Illinois is one of the largest ecommerce markets in the United States and home to a major concentration of Amazon FBA fulfillment centers across Joliet, Romeoville, Edwardsville, Monee, Aurora, Channahon.

If you sell through Amazon, Shopify, Walmart, or any other marketplace, Illinois’s economic nexus rules mean you can owe sales tax even if your company is registered outside the U.S. Illinois sales tax nexus is established when a business has a significant connection to the state — either by exceeding a sales threshold or through inventory, employees or contractors physically located in Illinois.
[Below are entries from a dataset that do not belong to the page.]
PR #858, opened 2025-08-26
add variables for FLOPS based BWB

xjjiang:
### Summary

For FLOPS based BWB, a few new variables are needed.

### Related Issues

- Resolves #

None

### New Dependencies

None

### DIFF
--- a/aviary/variable_info/variable_meta_data.py
+++ b/aviary/variable_info/variable_meta_data.py
@@ -3435,6 +3435,15 @@ add_meta_data(
 )
 
 add_meta_data(
+    Aircraft.Fuselage.LENGTH_WING_ROOT,
+    meta_data=_MetaData,
+    historical_name={'GASP': None, 'FLOPS': 'FUSEIN.XLW', 'LEAPS1': None},
+    units='ft',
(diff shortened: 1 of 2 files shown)


aviary/variable_info/variable_meta_data.py
```diff
@@ -3597,6 +3606,39 @@
     desc='seats abreast in fuselage',
     types=int,
     option=True,
+    default_value=5,
+)
+
+add_meta_data(
+    Aircraft.Fuselage.NUM_SEATS_ABREAST_BUSINESS,
```
ehariton: So right now we have terms like:
`Aircraft.CrewPayload.Design.NUM_BUSINESS_CLASS` - how many seats are in the aircraft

Failing to register or file properly can result in:

  • State tax penalties and backdated interest
  • Account suspensions on Amazon, Walmart or Shopify
  • Rejection of future foreign business registrations
  • Criminal liability for unremitted tax above $1,500

Key Takeaways:

  • $100,000 in gross Illinois revenue over the preceding 12 months creates economic nexus.
  • Storing FBA inventory in any Illinois warehouse creates physical nexus immediately — no revenue threshold applies.
  • Marketplace facilitator laws do not exempt you from registration if you also sell through your own website or have physical presence.
  • Illinois is not a Streamlined Sales Tax member — you must register directly with the Illinois Department of Revenue.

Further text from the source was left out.